[Saved data entries]
Issue #1831, opened 2016-07-06
request to follow SemVer/mention it in README


pravi:
Do you follow Semantic Versioning http://semver.org? If yes, can this be mentioned in README? If not, can you consider it?

bf4:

About this task: In full and without deviation, reproduce the entries above.

Answer box:
Issue #1831, opened 2016-07-06
request to follow SemVer/mention it in README


pravi:
Do you follow Semantic Versioning http://semver.org? If yes, can this be mentioned in README? If not, can you consider it?

bf4:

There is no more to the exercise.